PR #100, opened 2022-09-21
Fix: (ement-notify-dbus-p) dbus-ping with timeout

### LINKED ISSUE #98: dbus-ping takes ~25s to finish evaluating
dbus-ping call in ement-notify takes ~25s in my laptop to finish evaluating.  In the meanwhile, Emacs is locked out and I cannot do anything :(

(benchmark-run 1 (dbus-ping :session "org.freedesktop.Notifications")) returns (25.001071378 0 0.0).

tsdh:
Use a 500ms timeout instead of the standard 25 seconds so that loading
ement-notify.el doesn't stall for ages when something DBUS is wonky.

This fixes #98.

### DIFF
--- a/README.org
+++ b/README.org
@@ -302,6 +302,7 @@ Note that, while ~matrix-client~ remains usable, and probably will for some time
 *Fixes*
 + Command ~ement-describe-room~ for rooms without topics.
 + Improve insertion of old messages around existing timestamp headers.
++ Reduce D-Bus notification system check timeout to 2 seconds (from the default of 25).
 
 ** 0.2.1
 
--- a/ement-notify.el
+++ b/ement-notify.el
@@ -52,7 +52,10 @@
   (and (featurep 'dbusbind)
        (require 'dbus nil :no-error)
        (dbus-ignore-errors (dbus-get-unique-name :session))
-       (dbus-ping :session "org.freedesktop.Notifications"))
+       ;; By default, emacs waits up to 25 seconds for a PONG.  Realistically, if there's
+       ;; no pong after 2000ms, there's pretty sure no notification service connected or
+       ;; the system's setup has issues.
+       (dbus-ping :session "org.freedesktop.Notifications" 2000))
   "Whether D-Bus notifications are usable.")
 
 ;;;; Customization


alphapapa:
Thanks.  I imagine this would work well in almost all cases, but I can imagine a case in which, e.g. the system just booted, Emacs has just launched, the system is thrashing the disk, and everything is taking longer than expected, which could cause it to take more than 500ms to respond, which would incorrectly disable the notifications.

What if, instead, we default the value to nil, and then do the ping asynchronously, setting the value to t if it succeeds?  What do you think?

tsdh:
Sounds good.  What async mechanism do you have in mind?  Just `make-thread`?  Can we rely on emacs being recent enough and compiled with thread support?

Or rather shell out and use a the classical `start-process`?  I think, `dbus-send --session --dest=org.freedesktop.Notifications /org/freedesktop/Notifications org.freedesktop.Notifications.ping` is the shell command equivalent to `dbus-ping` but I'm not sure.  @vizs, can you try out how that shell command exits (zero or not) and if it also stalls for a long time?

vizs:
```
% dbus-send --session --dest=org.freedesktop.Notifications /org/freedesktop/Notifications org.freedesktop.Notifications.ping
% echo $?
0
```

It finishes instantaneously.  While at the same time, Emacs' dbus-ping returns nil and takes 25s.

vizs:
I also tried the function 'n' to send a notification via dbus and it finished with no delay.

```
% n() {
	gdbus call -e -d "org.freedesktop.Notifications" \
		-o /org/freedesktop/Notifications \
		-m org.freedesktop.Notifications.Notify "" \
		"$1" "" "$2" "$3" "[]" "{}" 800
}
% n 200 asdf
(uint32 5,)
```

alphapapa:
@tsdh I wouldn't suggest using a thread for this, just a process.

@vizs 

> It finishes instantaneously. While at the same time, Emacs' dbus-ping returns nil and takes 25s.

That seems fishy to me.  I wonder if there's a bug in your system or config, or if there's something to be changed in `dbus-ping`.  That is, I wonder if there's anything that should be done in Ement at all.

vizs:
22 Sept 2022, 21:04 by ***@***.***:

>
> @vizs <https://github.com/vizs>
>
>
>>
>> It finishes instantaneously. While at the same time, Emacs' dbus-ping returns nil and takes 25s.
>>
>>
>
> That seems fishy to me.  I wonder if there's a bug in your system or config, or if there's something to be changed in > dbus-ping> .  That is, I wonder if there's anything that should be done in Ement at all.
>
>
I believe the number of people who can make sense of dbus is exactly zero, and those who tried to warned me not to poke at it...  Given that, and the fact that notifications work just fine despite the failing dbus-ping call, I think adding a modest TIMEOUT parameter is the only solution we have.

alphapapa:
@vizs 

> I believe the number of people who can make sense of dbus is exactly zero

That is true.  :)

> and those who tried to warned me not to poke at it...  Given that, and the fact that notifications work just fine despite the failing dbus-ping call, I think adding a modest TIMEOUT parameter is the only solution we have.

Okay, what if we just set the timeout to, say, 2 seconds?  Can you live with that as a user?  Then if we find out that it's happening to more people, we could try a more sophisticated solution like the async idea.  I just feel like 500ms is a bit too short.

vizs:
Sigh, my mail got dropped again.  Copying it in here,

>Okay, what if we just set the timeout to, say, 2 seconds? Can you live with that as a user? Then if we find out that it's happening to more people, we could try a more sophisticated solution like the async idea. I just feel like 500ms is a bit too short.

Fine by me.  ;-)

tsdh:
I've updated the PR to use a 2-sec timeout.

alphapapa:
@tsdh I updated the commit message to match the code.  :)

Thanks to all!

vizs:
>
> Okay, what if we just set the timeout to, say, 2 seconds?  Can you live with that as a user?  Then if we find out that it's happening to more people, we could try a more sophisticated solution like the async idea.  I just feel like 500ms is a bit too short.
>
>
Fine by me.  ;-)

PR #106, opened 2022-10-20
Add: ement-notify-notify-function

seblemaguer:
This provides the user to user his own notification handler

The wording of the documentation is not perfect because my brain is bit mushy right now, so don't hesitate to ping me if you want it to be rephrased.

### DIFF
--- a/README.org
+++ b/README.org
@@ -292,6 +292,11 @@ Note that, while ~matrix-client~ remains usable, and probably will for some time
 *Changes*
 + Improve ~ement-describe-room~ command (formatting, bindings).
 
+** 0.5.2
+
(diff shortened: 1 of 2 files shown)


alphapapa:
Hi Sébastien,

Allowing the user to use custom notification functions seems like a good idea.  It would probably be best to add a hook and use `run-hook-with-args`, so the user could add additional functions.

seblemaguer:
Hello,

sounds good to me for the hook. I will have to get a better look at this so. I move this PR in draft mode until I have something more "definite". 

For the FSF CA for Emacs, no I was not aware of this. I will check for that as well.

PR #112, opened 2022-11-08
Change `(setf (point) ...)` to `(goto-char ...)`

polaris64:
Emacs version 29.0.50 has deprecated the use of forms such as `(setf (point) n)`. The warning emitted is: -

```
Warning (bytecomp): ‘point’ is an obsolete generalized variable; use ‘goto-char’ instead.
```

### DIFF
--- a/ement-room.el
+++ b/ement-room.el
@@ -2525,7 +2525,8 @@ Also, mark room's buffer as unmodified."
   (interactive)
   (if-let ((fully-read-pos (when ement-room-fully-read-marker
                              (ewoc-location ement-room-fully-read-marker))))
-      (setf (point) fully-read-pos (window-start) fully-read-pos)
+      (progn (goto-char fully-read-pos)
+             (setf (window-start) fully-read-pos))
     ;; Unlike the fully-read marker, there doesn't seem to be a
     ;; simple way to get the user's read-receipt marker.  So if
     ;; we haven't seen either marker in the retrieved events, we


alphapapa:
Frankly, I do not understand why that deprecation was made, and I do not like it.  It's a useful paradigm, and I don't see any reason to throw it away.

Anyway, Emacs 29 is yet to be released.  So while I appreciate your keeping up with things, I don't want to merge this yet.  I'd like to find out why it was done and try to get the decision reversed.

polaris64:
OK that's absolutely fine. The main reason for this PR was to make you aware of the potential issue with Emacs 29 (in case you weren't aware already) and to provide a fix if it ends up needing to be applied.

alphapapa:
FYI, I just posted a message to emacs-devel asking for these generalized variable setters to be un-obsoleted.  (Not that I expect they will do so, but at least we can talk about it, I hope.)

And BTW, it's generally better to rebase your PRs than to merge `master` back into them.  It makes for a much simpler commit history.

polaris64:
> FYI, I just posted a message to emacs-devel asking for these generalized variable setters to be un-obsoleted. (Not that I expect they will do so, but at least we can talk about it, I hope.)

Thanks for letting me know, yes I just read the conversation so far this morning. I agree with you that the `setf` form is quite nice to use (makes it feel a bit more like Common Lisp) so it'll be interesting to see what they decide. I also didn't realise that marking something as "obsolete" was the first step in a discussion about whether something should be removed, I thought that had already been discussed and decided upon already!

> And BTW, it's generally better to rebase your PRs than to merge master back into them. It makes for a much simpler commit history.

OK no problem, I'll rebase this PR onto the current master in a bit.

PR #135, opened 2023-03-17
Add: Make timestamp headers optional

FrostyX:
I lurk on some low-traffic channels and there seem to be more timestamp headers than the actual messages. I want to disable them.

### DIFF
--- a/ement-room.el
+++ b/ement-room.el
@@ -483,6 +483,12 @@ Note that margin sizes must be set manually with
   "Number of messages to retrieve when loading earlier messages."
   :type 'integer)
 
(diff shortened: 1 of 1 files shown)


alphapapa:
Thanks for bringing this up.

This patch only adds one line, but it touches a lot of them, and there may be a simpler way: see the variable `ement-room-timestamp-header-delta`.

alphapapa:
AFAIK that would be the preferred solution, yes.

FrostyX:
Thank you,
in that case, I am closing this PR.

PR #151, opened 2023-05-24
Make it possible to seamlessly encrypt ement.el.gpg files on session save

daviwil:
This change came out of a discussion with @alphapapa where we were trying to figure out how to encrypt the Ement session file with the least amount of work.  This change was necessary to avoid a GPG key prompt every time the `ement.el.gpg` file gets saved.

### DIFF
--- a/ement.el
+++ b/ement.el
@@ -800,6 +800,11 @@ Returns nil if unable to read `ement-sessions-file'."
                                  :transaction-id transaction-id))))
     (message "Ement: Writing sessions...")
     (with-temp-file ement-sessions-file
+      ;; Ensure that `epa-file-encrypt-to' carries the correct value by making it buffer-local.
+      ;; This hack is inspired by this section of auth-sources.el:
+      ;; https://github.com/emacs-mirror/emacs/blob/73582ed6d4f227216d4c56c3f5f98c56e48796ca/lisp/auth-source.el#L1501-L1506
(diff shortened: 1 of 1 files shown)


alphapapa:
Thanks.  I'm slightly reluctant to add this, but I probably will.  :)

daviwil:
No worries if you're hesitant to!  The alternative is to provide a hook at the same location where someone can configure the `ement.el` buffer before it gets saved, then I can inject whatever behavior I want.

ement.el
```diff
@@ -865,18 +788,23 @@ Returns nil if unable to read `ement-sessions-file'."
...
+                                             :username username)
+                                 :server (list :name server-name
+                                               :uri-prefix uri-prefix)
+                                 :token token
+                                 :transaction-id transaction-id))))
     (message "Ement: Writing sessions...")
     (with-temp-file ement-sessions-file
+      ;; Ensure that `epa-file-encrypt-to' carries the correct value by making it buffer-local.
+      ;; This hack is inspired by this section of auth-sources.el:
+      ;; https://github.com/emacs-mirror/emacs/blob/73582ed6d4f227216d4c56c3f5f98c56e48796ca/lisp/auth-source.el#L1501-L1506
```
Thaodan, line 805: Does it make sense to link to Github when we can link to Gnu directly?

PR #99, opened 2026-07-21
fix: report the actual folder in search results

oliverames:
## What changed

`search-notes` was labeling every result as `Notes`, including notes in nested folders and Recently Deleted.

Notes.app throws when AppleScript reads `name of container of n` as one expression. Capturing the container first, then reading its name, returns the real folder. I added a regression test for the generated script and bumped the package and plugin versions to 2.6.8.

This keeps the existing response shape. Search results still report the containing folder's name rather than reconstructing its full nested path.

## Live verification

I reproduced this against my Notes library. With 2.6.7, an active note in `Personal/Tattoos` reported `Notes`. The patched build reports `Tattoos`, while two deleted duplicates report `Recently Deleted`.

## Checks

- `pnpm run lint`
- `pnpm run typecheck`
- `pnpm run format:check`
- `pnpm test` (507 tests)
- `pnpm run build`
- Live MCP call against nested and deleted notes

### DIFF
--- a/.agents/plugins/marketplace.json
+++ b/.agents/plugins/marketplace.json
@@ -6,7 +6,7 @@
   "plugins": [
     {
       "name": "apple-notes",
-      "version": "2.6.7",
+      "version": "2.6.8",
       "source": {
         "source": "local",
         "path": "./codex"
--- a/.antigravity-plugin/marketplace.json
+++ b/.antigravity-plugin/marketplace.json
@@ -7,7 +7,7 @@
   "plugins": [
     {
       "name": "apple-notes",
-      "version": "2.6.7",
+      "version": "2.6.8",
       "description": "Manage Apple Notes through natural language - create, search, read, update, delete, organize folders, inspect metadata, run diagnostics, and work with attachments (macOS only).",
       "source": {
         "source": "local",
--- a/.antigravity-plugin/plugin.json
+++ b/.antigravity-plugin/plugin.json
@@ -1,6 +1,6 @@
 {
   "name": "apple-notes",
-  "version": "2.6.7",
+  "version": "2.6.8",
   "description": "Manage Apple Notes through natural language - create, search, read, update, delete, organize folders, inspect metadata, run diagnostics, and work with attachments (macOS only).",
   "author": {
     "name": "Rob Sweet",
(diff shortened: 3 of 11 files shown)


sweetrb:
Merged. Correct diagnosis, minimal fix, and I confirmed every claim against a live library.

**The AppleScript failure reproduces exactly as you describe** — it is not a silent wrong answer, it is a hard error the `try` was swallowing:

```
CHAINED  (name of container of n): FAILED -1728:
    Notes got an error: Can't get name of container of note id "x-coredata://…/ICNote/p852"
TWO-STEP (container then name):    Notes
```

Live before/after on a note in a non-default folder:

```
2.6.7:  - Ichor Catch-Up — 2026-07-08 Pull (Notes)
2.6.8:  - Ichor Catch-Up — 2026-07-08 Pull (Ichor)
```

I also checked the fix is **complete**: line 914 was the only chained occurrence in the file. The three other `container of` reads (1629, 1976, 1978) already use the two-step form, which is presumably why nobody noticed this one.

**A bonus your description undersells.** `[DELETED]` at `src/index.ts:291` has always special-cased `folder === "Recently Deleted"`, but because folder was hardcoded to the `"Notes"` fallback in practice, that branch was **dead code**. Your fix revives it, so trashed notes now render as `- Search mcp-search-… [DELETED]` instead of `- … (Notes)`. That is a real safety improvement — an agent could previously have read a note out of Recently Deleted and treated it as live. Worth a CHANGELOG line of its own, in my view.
______
Locate the word "attachments" in the records and collect each line it appears in.

       "description": "Manage Apple Notes through natural language - create, search, read, update, delete, organize folders, inspect metadata, run diagnostics, and work with attachments (macOS only).",
   "description": "Manage Apple Notes through natural language - create, search, read, update, delete, organize folders, inspect metadata, run diagnostics, and work with attachments (macOS only).",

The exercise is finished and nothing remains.